===== Data supplied =====
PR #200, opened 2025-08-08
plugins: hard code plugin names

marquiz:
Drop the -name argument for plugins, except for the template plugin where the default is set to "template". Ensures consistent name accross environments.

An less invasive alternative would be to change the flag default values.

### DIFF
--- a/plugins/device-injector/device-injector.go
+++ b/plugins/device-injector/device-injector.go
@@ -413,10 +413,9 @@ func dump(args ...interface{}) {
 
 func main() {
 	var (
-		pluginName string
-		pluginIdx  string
=====
===== Data supplied =====
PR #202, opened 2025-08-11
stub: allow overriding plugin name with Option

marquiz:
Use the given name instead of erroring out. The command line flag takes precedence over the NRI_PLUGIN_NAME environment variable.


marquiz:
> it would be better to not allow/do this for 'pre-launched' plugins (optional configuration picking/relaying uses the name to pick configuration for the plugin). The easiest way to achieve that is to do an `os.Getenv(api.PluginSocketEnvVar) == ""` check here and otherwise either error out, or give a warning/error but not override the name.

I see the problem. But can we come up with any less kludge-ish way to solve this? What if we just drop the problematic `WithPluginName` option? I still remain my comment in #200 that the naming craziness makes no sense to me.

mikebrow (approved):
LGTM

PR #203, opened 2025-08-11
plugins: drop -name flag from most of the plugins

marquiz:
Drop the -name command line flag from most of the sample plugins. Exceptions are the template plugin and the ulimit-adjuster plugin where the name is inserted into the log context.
=====
===== Data supplied =====
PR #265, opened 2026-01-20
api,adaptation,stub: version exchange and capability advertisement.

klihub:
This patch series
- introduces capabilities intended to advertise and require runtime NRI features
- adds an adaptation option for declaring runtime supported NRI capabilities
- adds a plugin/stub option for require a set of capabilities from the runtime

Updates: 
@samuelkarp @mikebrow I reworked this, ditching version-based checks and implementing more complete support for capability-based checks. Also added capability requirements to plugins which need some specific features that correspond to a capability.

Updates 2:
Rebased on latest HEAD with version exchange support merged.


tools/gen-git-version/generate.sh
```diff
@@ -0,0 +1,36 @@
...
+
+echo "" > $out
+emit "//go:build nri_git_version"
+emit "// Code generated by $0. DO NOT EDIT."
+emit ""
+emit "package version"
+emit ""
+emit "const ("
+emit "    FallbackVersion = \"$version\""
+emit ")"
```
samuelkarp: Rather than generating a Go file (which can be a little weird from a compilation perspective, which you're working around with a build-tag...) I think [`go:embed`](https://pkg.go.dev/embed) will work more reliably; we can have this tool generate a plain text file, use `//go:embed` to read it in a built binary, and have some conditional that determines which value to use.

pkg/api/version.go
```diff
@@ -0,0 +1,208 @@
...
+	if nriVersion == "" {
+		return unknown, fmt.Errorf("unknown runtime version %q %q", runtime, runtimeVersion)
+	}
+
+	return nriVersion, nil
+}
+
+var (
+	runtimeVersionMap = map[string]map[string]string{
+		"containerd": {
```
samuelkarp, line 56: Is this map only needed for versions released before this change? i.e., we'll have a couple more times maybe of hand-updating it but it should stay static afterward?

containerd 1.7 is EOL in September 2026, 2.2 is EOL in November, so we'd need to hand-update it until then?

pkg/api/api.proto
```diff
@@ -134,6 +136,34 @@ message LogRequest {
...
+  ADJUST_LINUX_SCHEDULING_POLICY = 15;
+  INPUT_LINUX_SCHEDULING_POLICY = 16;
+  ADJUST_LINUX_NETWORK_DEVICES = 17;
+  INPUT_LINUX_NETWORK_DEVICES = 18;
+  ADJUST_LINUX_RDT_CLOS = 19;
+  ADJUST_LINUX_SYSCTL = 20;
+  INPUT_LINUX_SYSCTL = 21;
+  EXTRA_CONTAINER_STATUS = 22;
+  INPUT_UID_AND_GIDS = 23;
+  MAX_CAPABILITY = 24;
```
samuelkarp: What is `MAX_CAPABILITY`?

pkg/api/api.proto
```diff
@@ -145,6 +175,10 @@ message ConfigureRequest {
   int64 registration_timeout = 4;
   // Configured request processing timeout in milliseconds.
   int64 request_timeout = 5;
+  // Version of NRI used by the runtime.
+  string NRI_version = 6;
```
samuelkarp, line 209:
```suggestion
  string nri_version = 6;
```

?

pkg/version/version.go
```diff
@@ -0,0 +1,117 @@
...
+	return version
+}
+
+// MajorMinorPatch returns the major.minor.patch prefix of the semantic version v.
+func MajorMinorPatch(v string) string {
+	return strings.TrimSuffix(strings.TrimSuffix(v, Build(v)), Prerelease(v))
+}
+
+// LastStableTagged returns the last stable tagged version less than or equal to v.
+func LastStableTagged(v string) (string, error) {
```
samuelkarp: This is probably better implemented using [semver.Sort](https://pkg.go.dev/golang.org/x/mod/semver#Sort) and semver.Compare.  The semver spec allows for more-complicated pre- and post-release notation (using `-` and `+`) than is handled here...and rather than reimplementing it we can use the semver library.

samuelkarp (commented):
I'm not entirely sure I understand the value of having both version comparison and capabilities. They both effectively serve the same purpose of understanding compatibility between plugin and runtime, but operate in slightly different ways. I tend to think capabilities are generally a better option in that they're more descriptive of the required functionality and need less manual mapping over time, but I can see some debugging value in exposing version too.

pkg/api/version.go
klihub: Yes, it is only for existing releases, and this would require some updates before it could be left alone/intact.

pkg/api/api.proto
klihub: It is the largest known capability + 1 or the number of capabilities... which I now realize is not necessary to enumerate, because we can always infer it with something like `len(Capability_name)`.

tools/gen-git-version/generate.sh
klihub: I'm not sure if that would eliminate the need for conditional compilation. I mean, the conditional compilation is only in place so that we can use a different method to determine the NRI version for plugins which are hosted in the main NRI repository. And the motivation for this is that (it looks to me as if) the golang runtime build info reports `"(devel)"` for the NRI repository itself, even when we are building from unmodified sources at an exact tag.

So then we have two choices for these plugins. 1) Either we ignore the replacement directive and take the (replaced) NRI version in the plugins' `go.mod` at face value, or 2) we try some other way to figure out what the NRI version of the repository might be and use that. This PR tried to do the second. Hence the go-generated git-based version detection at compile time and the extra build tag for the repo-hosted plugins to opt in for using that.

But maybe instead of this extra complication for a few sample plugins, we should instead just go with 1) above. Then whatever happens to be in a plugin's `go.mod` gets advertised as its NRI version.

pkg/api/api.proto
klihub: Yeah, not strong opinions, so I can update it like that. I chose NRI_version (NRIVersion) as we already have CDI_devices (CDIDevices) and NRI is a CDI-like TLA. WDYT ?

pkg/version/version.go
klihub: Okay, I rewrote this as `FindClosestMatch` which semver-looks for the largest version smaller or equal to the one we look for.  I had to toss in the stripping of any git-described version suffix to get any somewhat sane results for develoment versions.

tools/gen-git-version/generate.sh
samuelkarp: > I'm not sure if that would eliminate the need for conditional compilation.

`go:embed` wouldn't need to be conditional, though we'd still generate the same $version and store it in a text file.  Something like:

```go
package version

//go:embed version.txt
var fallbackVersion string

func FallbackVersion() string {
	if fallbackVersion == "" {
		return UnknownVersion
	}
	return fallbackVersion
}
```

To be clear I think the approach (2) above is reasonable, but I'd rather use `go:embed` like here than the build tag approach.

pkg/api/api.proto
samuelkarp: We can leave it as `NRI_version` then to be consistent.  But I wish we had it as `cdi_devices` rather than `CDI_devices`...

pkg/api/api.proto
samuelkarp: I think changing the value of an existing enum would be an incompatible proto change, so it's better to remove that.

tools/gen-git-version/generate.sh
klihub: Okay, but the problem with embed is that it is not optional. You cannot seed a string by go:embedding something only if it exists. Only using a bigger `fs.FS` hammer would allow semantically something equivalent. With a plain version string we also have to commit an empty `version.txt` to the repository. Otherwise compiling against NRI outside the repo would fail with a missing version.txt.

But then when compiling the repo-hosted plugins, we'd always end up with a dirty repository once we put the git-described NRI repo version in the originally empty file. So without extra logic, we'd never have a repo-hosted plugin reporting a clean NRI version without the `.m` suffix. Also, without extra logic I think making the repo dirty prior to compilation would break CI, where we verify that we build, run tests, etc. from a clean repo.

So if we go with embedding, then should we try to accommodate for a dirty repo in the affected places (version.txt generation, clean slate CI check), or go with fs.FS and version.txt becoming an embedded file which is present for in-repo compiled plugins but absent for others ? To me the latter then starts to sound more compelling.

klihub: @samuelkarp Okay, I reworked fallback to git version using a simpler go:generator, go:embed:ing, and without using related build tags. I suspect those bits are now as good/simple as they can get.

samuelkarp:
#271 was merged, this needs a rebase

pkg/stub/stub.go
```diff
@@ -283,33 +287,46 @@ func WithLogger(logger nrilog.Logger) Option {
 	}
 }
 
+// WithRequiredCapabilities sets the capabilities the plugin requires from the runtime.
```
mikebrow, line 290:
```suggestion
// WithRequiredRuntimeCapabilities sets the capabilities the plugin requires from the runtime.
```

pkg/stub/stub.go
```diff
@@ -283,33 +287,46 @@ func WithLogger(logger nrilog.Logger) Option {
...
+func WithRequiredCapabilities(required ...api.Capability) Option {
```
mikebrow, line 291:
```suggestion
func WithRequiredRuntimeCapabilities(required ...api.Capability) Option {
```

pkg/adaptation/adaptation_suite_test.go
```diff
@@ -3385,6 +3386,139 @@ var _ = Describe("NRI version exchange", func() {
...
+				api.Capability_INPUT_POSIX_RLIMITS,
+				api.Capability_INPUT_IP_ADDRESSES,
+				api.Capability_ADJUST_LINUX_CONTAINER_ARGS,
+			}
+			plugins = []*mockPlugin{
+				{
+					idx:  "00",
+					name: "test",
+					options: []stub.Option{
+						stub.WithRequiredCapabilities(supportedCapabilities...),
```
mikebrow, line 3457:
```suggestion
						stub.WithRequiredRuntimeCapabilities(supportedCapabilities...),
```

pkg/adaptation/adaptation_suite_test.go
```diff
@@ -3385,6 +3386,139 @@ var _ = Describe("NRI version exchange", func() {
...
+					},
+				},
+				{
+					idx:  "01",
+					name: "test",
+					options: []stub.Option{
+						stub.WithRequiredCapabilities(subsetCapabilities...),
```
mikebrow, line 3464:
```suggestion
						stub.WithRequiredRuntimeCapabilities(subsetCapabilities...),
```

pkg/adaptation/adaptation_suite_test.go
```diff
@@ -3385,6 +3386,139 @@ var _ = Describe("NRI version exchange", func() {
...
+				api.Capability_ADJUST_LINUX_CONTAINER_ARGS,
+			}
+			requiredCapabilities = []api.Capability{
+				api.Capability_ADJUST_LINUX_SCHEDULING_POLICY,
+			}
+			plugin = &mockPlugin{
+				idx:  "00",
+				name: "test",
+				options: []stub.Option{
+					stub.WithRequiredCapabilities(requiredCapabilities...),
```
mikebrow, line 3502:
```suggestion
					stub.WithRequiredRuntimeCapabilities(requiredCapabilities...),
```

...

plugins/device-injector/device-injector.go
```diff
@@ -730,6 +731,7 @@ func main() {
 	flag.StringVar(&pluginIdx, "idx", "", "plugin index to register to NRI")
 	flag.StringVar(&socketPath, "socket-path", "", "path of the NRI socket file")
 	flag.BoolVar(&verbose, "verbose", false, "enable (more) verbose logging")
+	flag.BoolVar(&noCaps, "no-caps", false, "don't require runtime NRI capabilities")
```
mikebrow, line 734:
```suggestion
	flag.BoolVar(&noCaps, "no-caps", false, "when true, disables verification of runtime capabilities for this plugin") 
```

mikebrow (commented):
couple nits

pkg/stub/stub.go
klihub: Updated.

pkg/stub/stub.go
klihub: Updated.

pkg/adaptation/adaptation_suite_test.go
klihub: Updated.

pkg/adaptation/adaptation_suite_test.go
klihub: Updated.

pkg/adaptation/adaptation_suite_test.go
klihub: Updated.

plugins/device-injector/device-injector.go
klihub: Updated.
=====
Reproduce exactly, and with no other material, the lines between those holding "samuelkarp: Rather than" and "samuelkarp, line 56: Is", inclusive.

samuelkarp: Rather than generating a Go file (which can be a little weird from a compilation perspective, which you're working around with a build-tag...) I think [`go:embed`](https://pkg.go.dev/embed) will work more reliably; we can have this tool generate a plain text file, use `//go:embed` to read it in a built binary, and have some conditional that determines which value to use.

pkg/api/version.go
```diff
@@ -0,0 +1,208 @@
...
+	if nriVersion == "" {
+		return unknown, fmt.Errorf("unknown runtime version %q %q", runtime, runtimeVersion)
+	}
+
+	return nriVersion, nil
+}
+
+var (
+	runtimeVersionMap = map[string]map[string]string{
+		"containerd": {
```
samuelkarp, line 56: Is this map only needed for versions released before this change? i.e., we'll have a couple more times maybe of hand-updating it but it should stay static afterward?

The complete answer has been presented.